Das Denken und Werk des deutschen Kunsthistorikers Aby M. Warburg (1866-1929) ist in den vergangenen Jahrzehnten zum Objekt pluridisziplinärer Forschung in verschiedenen Erdteilen geworden. Das Interesse vollzieht sich dabei nicht so sehr entlang der vielen Schaffens- und Reflektionsbereiche, denen sich Warbung gewidmet hat, sondern richtet sich vor allem auf die Art und Weise, wie der deutsche Intellektuelle so originell Verknüpfungen geschaffen hat zwischen der Kunst, Geschichte und Kultur von Epochen (Klassischer Antike, Mittelalter, Renaissance, Moderne) und Zivilisationen (europäischer und altamerikanischer), die zeitlich wie räumlich weit voneinander entfernt liegen.
Von einer anthropologischen Geschichtsauffassung ausgehend, insbesondere von der Geschichte der Bilder, erfindet Warburg - im Sinne von heuriskein - Bewegung und Korrespondenzen für Formen, Gesten, kleine Details und Einzelheiten in Abbildungen, die durch sein Studium neue Bedeutung erhalten, und die wir in einem Wiederauflebungsprozess als „Nachleben“ zusammenfassen können, mit vielfältiger Bedeutung, unterwegs zwischen dem, was am weitesten entfernt liegt und dem, was uns umgibt.
Als Verfechter eines Geschichtskonzepts, das von einer Erinnerungstheorie als soziales und kollektives Projekt ausgeht, versteht und analysiert Warburg die Kunstgeschichte als Verknüpfungspunkt zwischen Diskontinuitäten; wobei er die Kunst als denjenigen Raum betrachtet, der zur gleichen Zeit Fixierung und Nichtfixierung von Bewegung ist, und von wo aus, seiner Auffassung nach, sich die Distanzbildung zwischen Künstler, Betrachter und äußerer Welt vollzieht, im Bewusstsein über diese doppelte und unaufhaltsame Bewegung und den komplementären Wissensbereichen.
Die Notwendigkeit der Sachkenntnis in den einzelnen Bereichen wuchs stetig, in dem Maße da Warburg zunehmend Forschung betrieb und Konditionen schuf, damit auch andere Forscher Verknüpfungspunkte bilden konnten.
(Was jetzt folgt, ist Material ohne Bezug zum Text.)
PR #12272, opened 2026-01-20
fix: catch invalid URL exception in the HTML image proxy

ChristophWurst:
Emails with bogus URLs, e.g. with no hostname, cause a HTTP500. This handles the case more gracefully. The error will be logged as warning, not error, because admins can't do anything about this.

### DIFF
--- a/lib/Controller/ProxyController.php
+++ b/lib/Controller/ProxyController.php
@@ -17,6 +17,7 @@ use OCP\AppFramework\Http\Attribute\OpenAPI;
 use OCP\AppFramework\Http\Attribute\UserRateLimit;
 use OCP\AppFramework\Http\TemplateResponse;
 use OCP\Http\Client\IClientService;
+use OCP\Http\Client\LocalServerException;
 use OCP\IRequest;
 use OCP\ISession;
 use OCP\IURLGenerator;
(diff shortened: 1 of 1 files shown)


lib/Controller/ProxyController.php
```diff
@@ -108,6 +109,12 @@ public function proxy(string $src): ProxyDownloadResponse {
 		} catch (ClientExceptionInterface $e) {
 			$this->logger->notice('Unable to proxy image', ['exception' => $e]);
 			$content = file_get_contents(__DIR__ . '/../../img/blocked-image.png');
+		} catch (LocalServerException $e) {
+			$this->logger->warning('Prevented image proxy access to forbidden URL', [
```
szaimen, line 113:
```suggestion
			$this->logger->info('Prevented image proxy access to forbidden URL', [
```

ChristophWurst: Why?

szaimen: Because as you said there is nothing an admin can do about this, so it should be printed to info level imho as we do in a lot of other places. Or is this critical from a security standpoint for example?

ChristophWurst: Yes, security is why I would use warning

PR #12277, opened 2026-01-20
fix(MessageMapper): Use message headers as fallback when processing MIME content

### LINKED ISSUE #12228: Message preview with "Content-Transfer-Encoding: base64" wrong?
### Steps to reproduce

Image

The mail has set

```
Content-Type: text/plain; charset="utf-8"
```

and does render correctly when opening, just the preview shows the base64 encoded data?

### Expected behavior

The preview should take base64 encoded data into account and show the actual contents.

### Actual behavior

Base64 encoded data in preview.

### Mail app version

5.7.0-beta.1

### Nextcloud version

32.0.3

### Mailserver or service

Exchange

### Operating system

Debian 13

### PHP engine version

Other

### Nextcloud memory caching

APCu & Redis

### Web server

Apache (supported)

### Database

MariaDB

### Additional info

PHP 8.4 is used. This is the first time the mailbox was connected to mail, so no idea if that is a regression.

DerDreschner:
When generating the message preview, we previously used the MIME headers exclusively to determine the `Content-Type` and `Content-Transfer-Encoding` values. This is fine as long as the MDA doesn't follow the RFC too strictly and automatically fall back to the message headers if the MIME part in question has no headers set (e.g., when using Dovecot).

But other MDAs like Exchange / Office 365 or Stalwart don't do that. In this case, the current code path believe that nothing has to be converted at all - which isn't correct and produce an unreadable message preview. This must be handled by manually checking both the MIME headers **and** the message header for any `Content-Type` / `Content-Transfer-Encoding` values set as described in [RFC 2045 Section 6.4](https://datatracker.ietf.org/doc/html/rfc2045#section-6.4).

Fixes #12228.

### DIFF
--- a/lib/IMAP/MessageMapper.php
+++ b/lib/IMAP/MessageMapper.php
@@ -881,7 +881,6 @@ class MessageMapper {
 		$structureQuery = new Horde_Imap_Client_Fetch_Query();
 		$structureQuery->structure();
 		$structureQuery->headerText([
-			'cache' => true,
 			'peek' => true,
 		]);
 		$this->smimeService->addEncryptionCheckQueries($structureQuery);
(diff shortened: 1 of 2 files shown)


lib/IMAP/MessageMapper.php
```diff
@@ -881,7 +881,6 @@ public function getBodyStructureData(Horde_Imap_Client_Socket $client,
 		$structureQuery = new Horde_Imap_Client_Fetch_Query();
 		$structureQuery->structure();
 		$structureQuery->headerText([
-			'cache' => true,
```
DerDreschner, line 884: This setting does nothing at all, as it's not being used in the `headerText()` function and not mentioned in the description as valid value at all. That's why I've removed it here to avoid confusion in the future.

Sein Studienprojekt beschäftigte sich systematisch mit: Anthropologie, Architektur, Astrologie, Ästhetik und Kunstphilosophie, Bibliotheken und Dokumentforschung, Bild und Kommunikation, Erinnerung, Ethnologie, Geschichte, Ikonologie, Klassischer Antike, Kulturtheorie, Kulturwissenschaften, Kunstgeschichte, Mythologie, Photographie, Psychiatrie, Psychologie, Religionsgeschichte, Soziologie, Sprachphilosophie, Symbologie, Tanz.
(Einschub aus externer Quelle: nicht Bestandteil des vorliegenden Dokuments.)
PR #12288, opened 2026-01-21
fix: clean text blocks on user deletion

hamza221:
Deletes all text blocks and their shares once a user gets deletd

### DIFF
--- a/lib/Db/TextBlockMapper.php
+++ b/lib/Db/TextBlockMapper.php
@@ -73,4 +73,11 @@ class TextBlockMapper extends QBMapper {
 		return $this->findEntities($qb);
 	}
 
+	public function deleteByUserId(string $userId) {
+		$qb = $this->db->getQueryBuilder();
+		$delete = $qb->delete($this->getTableName())
+			->where($qb->expr()->eq('owner', $qb->createNamedParameter($userId, IQueryBuilder::PARAM_STR)));
+		$delete->executeStatement();
+	}
+
 }
--- a/lib/Listener/UserDeletedListener.php
+++ b/lib/Listener/UserDeletedListener.php
@@ -11,6 +11,7 @@ namespace OCA\Mail\Listener;
 
 use OCA\Mail\Exception\ClientException;
 use OCA\Mail\Service\AccountService;
+use OCA\Mail\Service\TextBlockService;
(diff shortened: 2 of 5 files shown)


lib/Db/TextBlockMapper.php
```diff
@@ -73,4 +73,11 @@ public function findSharedWithMe(string $userId, array $groups) {
 		return $this->findEntities($qb);
 	}
 
+	public function cleanUpUserData(string $userId) {
```
ChristophWurst: nit: we have some other `deleteBy` methods in mappers. This could be a `deleteByUserId` or `deleteByOwner` for consistency

lib/Service/TextBlockService.php
```diff
@@ -149,4 +149,8 @@ public function unshare(int $textBlockId, string $shareWith): void {
 		$share = $this->textBlockShareMapper->find($textBlockId, $shareWith);
 		$this->textBlockShareMapper->delete($share);
 	}
+
+	public function cleanUpUserData(string $userId) : void {
```
ChristophWurst:
```suggestion
	public function cleanUpUserData(string $userId): void {
```

cs fixer might find this

lib/Listener/UserDeletedListener.php
```diff
@@ -51,6 +55,9 @@ public function handle(Event $event): void {
 					'exception' => $e,
 				]);
 			}
+			$this->textBlockService->cleanUpUserData(
```
ChristophWurst: shouldn't it be outside the loop? the result is identical but if a user has x mail accounts there will be x text block clean ups -> x-1 unnecessary queries

tests/Unit/Listener/UserDeletedListenerTest.php
```diff
@@ -31,9 +34,11 @@ protected function setUp(): void {
...
 		$this->accountService = $this->createMock(AccountService::class);
 		$this->logger = $this->createMock(LoggerInterface::class);
+		$this->textBlockService = $this->createMock(TextBlockService::class);
 
 		$this->listener = new UserDeletedListener(
 			$this->accountService,
+			$this->textBlockService,
 			$this->logger
 		);
 	}
```
ChristophWurst, line 44: please assert that the text block clean-up happens

PR #12303, opened 2026-01-23
fix(OutOfOfficeForm): datepicker overlapping with sidebar

GVodyanov:
This is being caused by the main view of the settings having its overflow hidden by the sidebar, and the popup of the datepicker is contained inside the main view and isn't appended somewhere later in the DOM

The ideal solution here would be to have the popup somewhere else where it isn't constrained, but seeing as it comes from a third party library I don't know what we can do about that.

| Before | After |
| - | - |
| image | swappy-20260123_131330 |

In dem Prozess des Kunst- und Kulturvestehens nach Warburg haben wir ein verbindendes methodologisches Bild gefunden, das gleichzeitig offen ist für die Wahrnehmung der Welt und die Neugestaltung seiner Erinnerung: die Ellipse. Wir möchten die Durchführung einer Konferenz vorschlagen, mittels der es möglich wäre, die simultanen Stimmen, Mittel und Wege zusammenzuberufen, die das wissenschaftliche Projekt des deutschen Gelehrten geprägt haben: den Dialog sowohl mit seinen Zeitgenossen, wie mit denen die vor ihm waren, und die den Samen gelegt haben für die heutige Zeit.
Wir schlagen die Durchführung einer internationalen und transdisziplinären Konferenz vor, die sich dem Denken und Werk Aby M. Warburgs widmet, mit dem Titel: Was sind Zeit und Bewegung einer Ellipse?
Die Konferenz wird am 15. und 16. April 2010, gemeinschaftlich in der Faculdade de Letras da Universidade de Lisboa und in der Universidade Católica Portuguesa, stattfinden.